In 2013, the Education Endowment Foundation in England (EEF) ran a randomised controlled trial of Philosophy for Children (P4C), a programme aimed at improving children’s thinking. A typical activity might involve a discussion about whether it is wrong to hit a teddy bear.
Before the trial, the researchers published a protocol which stated the measures they would examine in order to determine whether the trial had been a success. This is good practice for two reasons. Firstly, we know the trial is taking place. A lot of educational trials are not published if they find no effect and this leads to publication bias. However, preregistration means that future researchers will know about these trials and may still take them into account. Secondly, by specifying the measures that they will use in advance, researchers avoid the problem that is commonly – and ironically, in this case – known as ‘p-hacking’. This is the act of slicing and dicing the data once it’s been collected until you find something that supports your conclusions, then focusing on that measure in your final report.
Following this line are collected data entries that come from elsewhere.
PR #69, opened 2019-06-24
Exclude tests and add license file to pip package

roederja2:
Adding the XML tests files so the tests can be run from a conda build

### DIFF
--- a/setup.py
+++ b/setup.py
@@ -66,7 +66,8 @@ setup(
         'License :: OSI Approved :: MIT License',
         'Operating System :: OS Independent',
     ],
-    packages=find_packages(),
+    packages=find_packages(exclude=["tests"]),
+    data_files=[('', ['LICENSE'])],
     install_requires=[
         'requests>=2.0.0,<3',
         'PyJWT[crypto]>=1.0.0,<2',


roederja2:
Actually thinking about it - we probably want to either exclude the tests module or move it inside the msal module as it currently gets installed as a top level module called "tests" which is probably not what we want.

setup.py
```diff
@@ -67,6 +67,8 @@
         'Operating System :: OS Independent',
     ],
     packages=find_packages(),
+    package_data={'tests': '*.xml'},
```
rayluo: Actually we intended to do the same as you later described "we probably want to either exclude the tests module". So the way to do it, is to modify the previous line to be `packages=find_packages(exclude=["tests"]),`. If you would kindly make that change and roll back this line, we would happily accept it!

setup.py
```diff
@@ -67,6 +67,8 @@
...
+    data_files=[('', ['LICENSE'])],
```
rayluo: I haven't personally used conda. Does msal in conda still ship with an `PKG-INFO` file which would then contain a line as `License: MIT`, just like what pip did? If so, I would suggest to also rollback this line too.

roederja2: Conda Forge is quite keen on actually having an actual license_file: https://conda-forge.org/docs/maintainer/adding_pkgs.html#packaging-the-license-manually

PR #71, opened 2019-06-28
Subject Name and Issuer Authentication

### LINKED ISSUE #60: SubjectName/Issuer (SNI) authentication
Background of SNI: How does it work?
-------------------------------------------

The following description is derived from Matt Bearup, a software developer from Microsoft.

1. User update AAD tenant to accept approved issuers.
   * The AAD Tenant only accepts certain issuers (AME) which have strict association of subject name and requestor
2. User associates an issuer/subject name with their service principal.
   * Once I as the requestor register contoso.com with AME CA, no one else can get it.
   * This is the foundation of SN/Issuer trust. Rather than trusting the thumbprint, you’re trusting that the CA vouches for me as the only one who can generate certs for that subject name.
3. User configures app to use SNIssuer auth instead of thumbprint-based.
   * We don’t need to deprecate thumbprint auth or switch back and forth. The client would simply use a different login option going forward, e.g. `az login --newoption /path/tocert`. MSAL needs to help enable this.
   * As the requester/user it’s still my responsibility to get the latest pfx from keyvault/dsms/etc. An expired cert would still be rejected by AAD.
   * What this saves us is the trouble of registering a new thumbprint with AAD, which would create a more complex autorotation scenario (use old cert to register new cert, then use new cert to deregister old cert).
   * Without SN/Issuer auth there is also a gap in authentication when key material is rotated. When KeyVault issues a new cert, its thumbprint is not in AAD. My app would have to recognize this, rotate thumbprints in AAD, and try again.
   * Note that the key material does get rotated, but that’s not what is being trusted. Instead we’re trusting that an approved CA issued a cert with an approved subject name and that we have the matching private key for that cert.
   * With SN/Issuer auth the *only* thing I have to worry about is getting the latest pfx for my app.

How does it need to be implemented in MSAL?
----------------------------------------------------
* What the “x5c” JWT header value would be? It appears only public certificate is sufficient. MSAL do NOT need to, and MUST NOT send private cerficate.
Sagar: Correct, the x5c is the public cert.

* With “x5c” available, why “x5t” is still required, since it can be generated from “x5c” through sha1 hash easily?
Sagar: This is due to the way JWT header is validated in eSTS for an incoming client assertion. eSTS parses the JWT header and extracts the x5t, does not generate it.

* The ["x5c" parameter means "X.509 Certificate Chain", which is represented as a JSON array of certificate value strings](https://tools.ietf.org/html/rfc7515#section-4.1.6). See [this example](https://tools.ietf.org/html/rfc7515#appendix-B) too. Historically AAD would also accept a single cert as a string. MSAL Python would NOT rely on such behavior, and would still follow this specs and send it as an array. During the implementation, please test it on the wire, and then also come up with a test case to ensure such behavior.

* As a reference, this was the [same feature we added in ADAL Python](https://github.com/AzureAD/azure-activedirectory-library-for-python/pull/173), but it was sending public cert as a string (rather than an array).

* We would also like to include the usability enhancement mentioned in this [ADAL Python issue](https://github.com/AzureAD/azure-activedirectory-library-for-python/issues/199#issuecomment-480088104), and then also back port such enhancement to ADAL Python.

abhidnya13:
- This PR closes #60 
- Adds support for Subject Name Issuer Authentication which is to support cert auto rolls.
- We have tested the end to end scenario by creating our own Test Environment. We will work with the lab team for creating test environment and then integrating in Test automation.
- Note: 
This type of authentication expects authority url to be mentioned with the actual tenant id at the moment. Using organizations will fail the request

### DIFF
--- a/msal/application.py
+++ b/msal/application.py
@@ -110,22 +110,17 @@ class ClientApplication(object):
         client_assertion = None
         client_assertion_type = None
         default_body = {"client_info": 1}
+        headers = {}
         if isinstance(client_credential, dict):
             assert ("private_key" in client_credential
                     and "thumbprint" in client_credential)
             if 'public_certificate' in client_credential:
-                if isinstance(client_credential['public_certificate'], list):
-                    public_certificate = client_credential['public_certificate']
-                else:
-                    public_certificate = [client_credential['public_certificate']]
-                signer = JwtSigner(
-                    client_credential["private_key"], algorithm="RS256",
-                    sha1_thumbprint=client_credential.get("thumbprint"),
-                    headers={"x5c": public_certificate})
-            else:
-                signer = JwtSigner(
-                    client_credential["private_key"], algorithm="RS256",
-                    sha1_thumbprint=client_credential.get("thumbprint"))
+                headers["x5c"] = client_credential['public_certificate'] \
+                    if isinstance(client_credential['public_certificate'], list) \
+                    else [client_credential['public_certificate']]  # We send x5c as a list of strings
+            signer = JwtSigner(
+                client_credential["private_key"], algorithm="RS256",
+                sha1_thumbprint=client_credential.get("thumbprint"), headers=headers)
             client_assertion = signer.sign_assertion(
                 audience=authority.token_endpoint, issuer=self.client_id)
             client_assertion_type = Client.CLIENT_ASSERTION_TYPE_JWT
--- a/msal/application.py
+++ b/msal/application.py
@@ -59,7 +59,7 @@ class ClientApplication(object):
             verify=True, proxies=None, timeout=None):
         """Create an instance of application.
 
-        :param client_id: Your app has a clinet_id after you register it on AAD.
+        :param client_id: Your app has a client_id after you register it on AAD.
         :param client_credential:
             For :class:`PublicClientApplication`, you simply use `None` here.
             For :class:`ConfidentialClientApplication`,
@@ -69,8 +69,11 @@ class ClientApplication(object):
                 {
                     "private_key": "...-----BEGIN PRIVATE KEY-----...",
                     "thumbprint": "A1B2C3D4E5F6...",
+                    "public_certificate": "...-----BEGIN CERTIFICATE-----..." (Only to be sent when using Subject Name Issuer Authentication)
                 }
 
+            public_certificate (optional) can be a public key certificate or certificate chain which is sent through
+            'x5c' JWT header only for subject name and issuer based authentication to support cert auto rolls
         :param str authority:
             A URL that identifies a token authority. It should be of the format
             https://login.microsoftonline.com/your_tenant
@@ -115,9 +118,10 @@ class ClientApplication(object):
             assert ("private_key" in client_credential
                     and "thumbprint" in client_credential)
             if 'public_certificate' in client_credential:
-                headers["x5c"] = client_credential['public_certificate'] \
-                    if isinstance(client_credential['public_certificate'], list) \
-                    else [client_credential['public_certificate']]  # We send x5c as a list of strings
+                public_certificates = re.findall(
+                    r'\-+BEGIN CERTIFICATE.+\-+(?P<cert_value>[^-]+)\-+END CERTIFICATE.+\-+',
+                    client_credential['public_certificate'], re.I)  # We send x5c as list of strings
+                headers["x5c"] = [cert.strip() for cert in public_certificates]
             signer = JwtSigner(
                 client_credential["private_key"], algorithm="RS256",
                 sha1_thumbprint=client_credential.get("thumbprint"), headers=headers)
--- a/msal/application.py
+++ b/msal/application.py
@@ -109,15 +109,23 @@ class ClientApplication(object):
     def _build_client(self, client_credential, authority):
         client_assertion = None
         client_assertion_type = None
-        public_certificate = None
         default_body = {"client_info": 1}
         if isinstance(client_credential, dict):
             assert ("private_key" in client_credential
                     and "thumbprint" in client_credential)
-            signer = JwtSigner(
-                client_credential["private_key"], algorithm="RS256",
-                sha1_thumbprint=client_credential.get("thumbprint"),
-                public_certificate = client_credential['public_certificate'])
+            if 'public_certificate' in client_credential:
+                if isinstance(client_credential['public_certificate'], list):
+                    public_certificate = client_credential['public_certificate']
+                else:
+                    public_certificate = [client_credential['public_certificate']]
+                signer = JwtSigner(
+                    client_credential["private_key"], algorithm="RS256",
+                    sha1_thumbprint=client_credential.get("thumbprint"),
+                    headers={"x5c": public_certificate})
+            else:
+                signer = JwtSigner(
+                    client_credential["private_key"], algorithm="RS256",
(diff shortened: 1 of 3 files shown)


msal/application.py
```diff
@@ -69,8 +69,11 @@ def __init__(
                 {
                     "private_key": "...-----BEGIN PRIVATE KEY-----...",
                     "thumbprint": "A1B2C3D4E5F6...",
+                    "public_certificate": "...-----BEGIN CERTIFICATE-----..." (Only to be sent when using Subject Name Issuer Authentication)
                 }
 
+            public_certificate (optional) can be a public key certificate or certificate chain which is sent through
```
rayluo: Although our implementation here will actually support sending multiple certs, but since AAD works fine with only one cert, I incline to NOT mention the "or certificate chain" part at all, in order to discourage the app dev to actually configure a cert chain. The chain would still work, but the side effect is it would significantly increase the request payload size, which we better avoid.

By the way, if this paragraph can be limited to [roughly 80 chars per line](https://www.python.org/dev/peps/pep-0008/#maximum-line-length), that would be great! :-)

msal/application.py
```diff
@@ -69,8 +69,11 @@ def __init__(
                 {
                     "private_key": "...-----BEGIN PRIVATE KEY-----...",
                     "thumbprint": "A1B2C3D4E5F6...",
+                    "public_certificate": "...-----BEGIN CERTIFICATE-----..." (Only to be sent when using Subject Name Issuer Authentication)
```
rayluo: Given that we will have a dedicated paragraph to talk about this, I think we can replace that long "(Only to be sent ...)" part with a short message, something like "(Optional. See below.)".

rayluo:
Oh this is an extra requirement beyond the original task scope: we will probably want to investigate how to automatically [compute the thumbprint from the public cert](https://stackoverflow.com/questions/6682815/deriving-an-ssh-fingerprint-from-a-public-key-in-python). That would save app dev the trouble of updating thumbprint when they rotate their certs.

msal/application.py
```diff
@@ -106,16 +110,27 @@ def __init__(
         self.client = self._build_client(client_credential, self.authority)
         self.authority_groups = None
 
+    def _extract_x5c_value(self):
```
rayluo: Glad to see improvement here comparing to the previous implementation! Thanks! And now it seems we can go even further to simplify its tests, if we refactor to completely separate this helper from this class, just like how we implemented the existing `decorate_scope(...)`. Let's try something like this:

```python
def extract_certs(pem_content):
    # Parse raw pem content and returns a list of string
    # Usage: headers = {"x5c": extract_certs(open("my_cert.pem").read())}
    ...
    return ...
```

Now its test cases won't couple with creating an app instance, yet give us better test coverage on [the 3 scenarios](https://github.com/AzureAD/microsoft-authentication-library-for-python/pull/71#discussion_r298740352), with less dependency, and also happen to be more concise.

```python
def test_extract_a_tag_less_cert(self):
    pem = "my_cert"
    self.assertEqual(["my_cert"], extract_certs(pem))

def test_extract_a_tag_enclosed_cert(self):
    pem = """
-----BEGIN CERTIFICATE-----
my_cert
-----END CERTIFICATE-----
"""
    self.assertEqual(["my_cert"], extract_certs(pem))

def test_extract_multiple_tag_enclosed_certs(self):
    pem = """
-----BEGIN CERTIFICATE-----
my_cert1
-----END CERTIFICATE-----

-----BEGIN CERTIFICATE-----
my_cert2
-----END CERTIFICATE-----
"""
    self.assertEqual(["my_cert1", "my_cert2"], extract_certs(pem))
```

Now we can remove the 3 `def test_subject_name_issuer_authentication_*(...)` test cases.

tests/test_application.py
```diff
@@ -99,6 +99,76 @@ def test_client_certificate(self):
...
+
+    @unittest.skipUnless("public_certificate" in CONFIG, "Missing Public cert")
+    def test_subject_name_issuer_authentication(self):
+        assert ("private_key_file" in CONFIG
+                and "thumbprint" in CONFIG and "public_certificate" in CONFIG)
+        key_path = os.path.join(THIS_FOLDER, CONFIG['private_key_file'])
+        public_certificate = os.path.join(THIS_FOLDER, CONFIG['public_certificate'])
+        with open(key_path) as f:
+            pem = f.read()
+        with open(public_certificate) as f:
```
rayluo: Rather than defining a variable just 3 lines above and then override its content (thus its meaning) 1 line below, let's just do this, thus avoiding one of the [most difficult things in computer science](https://image.slidesharecdn.com/naming-3-170610132552/95/2nd-hardest-problem-in-computer-science-3-638.jpg?cb=1497101264) :-)

```python
with open(os.path.join(...)) as f:
    public_certificate = f.read()
```

PS: The `key_path` and `pem` variables did not have such naming conflict, but you can go ahead to also apply the same technique. But we do NOT need to retrofit this new technique to pre-existing test cases.

abhidnya13:
Thanks for the review Ray ! This is really good learning for me :) I have made the changes. Let me know if it looks good now. Feel free to suggest anything else that we can do to make it better before we merge it in. 
Lets look into how to automatically compute the thumbprint from the public cert. That will make it easier for the developers for sure.

msal/application.py
```diff
@@ -50,6 +50,17 @@ def decorate_scope(
     return list(decorated)
 
 
+def extract_certs(public_cert_content):
+    # Parses raw public certificate file contents and returns a list of strings
+    # Usage: headers = {"x5c": extract_certs(open("my_cert.pem").read())}
+    public_certificates = re.findall(
+        r'\-+BEGIN CERTIFICATE.+\-+(?P<cert_value>[^-]+)\-+END CERTIFICATE.+\-+',
```
rayluo: Based on the [PEM format definition](https://tools.ietf.org/html/rfc7468#section-2), it seems the two `.+` in existing regex are redundant. Also we can reduce the use of `\-+` regex magic, in favor of plain text.

Will this one be slightly more readable? `r"(?:-----BEGIN CERTIFICATE-----)(?P<cert_value>[^-]+)(?:-----END CERTIFICATE-----)"`
By the way, there are plenty of [online regex playground](https://regex101.com/) for quick prototyping.

msal/application.py
```diff
@@ -50,6 +50,17 @@ def decorate_scope(
...
+        public_cert_content, re.I)
+    if len(public_certificates):
```
rayluo: Given that the return value is already a list, possibly empty, the pythonic way to detect a non-empty list is just `if public_certificates:`.

msal/application.py
```diff
@@ -50,6 +50,17 @@ def decorate_scope(
...
+        return [cert.strip() for cert in public_certificates]
+    return [public_cert_content.strip()]
```
rayluo: Before this line, we should add an extra detection as precaution. PEN test team will probably suggest the same.

```python
# The public cert tags are not found in the input,
# let's make best effort to exclude a private key pem file.
if "PRIVATE KEY" in public_cert_content:
    raise ValueError("We expect your public key but detect a private key instead")
return [public_cert_content.strip()]  # Return raw content as-is
```

msal/application.py
abhidnya13: Yes ! I did use that to try out different things. I can make it more readable by doing that just a little differently. Will address in the next commit. Stay tuned :)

As might be expected, P4C lessons had no impact on the academic measures that had been preregistered by the researchers. How could it? How could discussions of teddy bears improve maths performance? So you might think that was then end of this rather pointless story.
But no. Once the data was in, the evaluators sliced and diced it anyway and found a new measure which they claimed showed an impact. By chance, the control and experimental groups had different mean performances in reading, writing and maths at entry, with the P4C group having the lower averages. This gap narrowed after the trial, although not by much. It was then suggested that this was due to the P4C intervention and a whole lot of media coverage ensued. Others have suggested that it is an example of a well-known statistical artefact known as ‘regression to the mean‘, although the lead evaluator says they checked for this.
The evaluators did not report the standard test of statistical significance, a p-value, for this measure because they object to such tests. Given that the research involved public money endowed by British taxpayers, I don’t think this was their decision to make. Nevertheless, even a statistically significant result on a measure derived from torturing the data should be looked at with deep skepticism.
So perhaps we have now finally reached the end of the tale? No. The confirmation bias is strong with this one.
For a number of years, Kevan Collins and Jonathan Sharples of the EEF have been promoting the benefits of ‘metacognition and self-regulation’ (e.g here and here). The EEF have produced a toolkit; a set of reports intended to help schools choose effective interventions which it groups into ‘strands’. ‘Metacognition and self-regulation’ is one such strand and I wrote a critique of this strand for an issue of Impact magazine, the trade journal of England’s Chartered College of Teaching, that they declined to print (you can read it here and the subsequent discussions here and here).
P4C is one of the studies listed under this strand. Despite the weak 2013 results, the EEF have gone ahead with a scale-up study, costing £1.2 million which is roughly 1% of all the money endowed to them by UK taxpayers. Presumably, this will also demonstrate no effect of the P4C lessons on academic performance.
Yesterday, the EEF released a guidance report on metacognition and self-regulation which makes interesting reading. The report is sensible enough and draws evidence from studies investigating reading comprehension strategies, the use of spaced practice, teaching children how to plan and edit their writing and teachers modelling their own thinking, a key component of explicit instruction.
My main issue with the report is that I don’t think all of these approaches should be grouped under the same heading because they are too diverse. At the very least, I would argue that evidence for self-directed learning should be placed in a separate category to evidence about the effectiveness of explicit instruction because, although often used in complementary ways, they represent fundamentally different forms of learning. This is not just my view, researchers have identified key conceptual difficulties in reconciling the research evidence in these different areas.
However, I must commend the authors on stressing the importance of relevant knowledge in the use of metacognitive strategies. For instance, it was good to see this caution about writing an essay on a Shakespeare play:
“We cannot adequately deploy metacognitive strategies for monitoring and evaluating our essay-writing if we do not first understand the components of a successful essay and have a knowledge of Shakespeare’s world.”
The authors expand on this point:
“There is little evidence of the benefit of teaching metacognitive approaches in ‘learning to learn’ or ‘thinking skills’ sessions. Pupils find it hard to transfer these generic tips to specific tasks.”
In other words, you can’t teach improved thinking in some kind of general way, as Dan Willingham has been arguing for some time.
What is notable about the report is that it does not mention or reference P4C or the cognitive acceleration programmes that have formed such a central plank of the EEF’s own research into metacognition and self-regulation. Why?
Well, for one thing, P4C looks very much like a discrete thinking skills programme. Cognitive acceleration, as tested by the EEF, is a science intervention, but it is also intended to produce a general improvement in thinking ability that transfers to other subjects. So both would seem to fall foul of the advice in this new report.
What should we make of this? One the one hand, the EEF commissions £1.2 million worth of research into P4C on the basis of a questionable pilot trial result and the notion that it is an example of a metacognition and self-regulation strategy that is worth pursuing. On the other hand they publish a report into metacognition and self-regulation that does not even mention P4C and, if anything, would seem to caution against such an approach.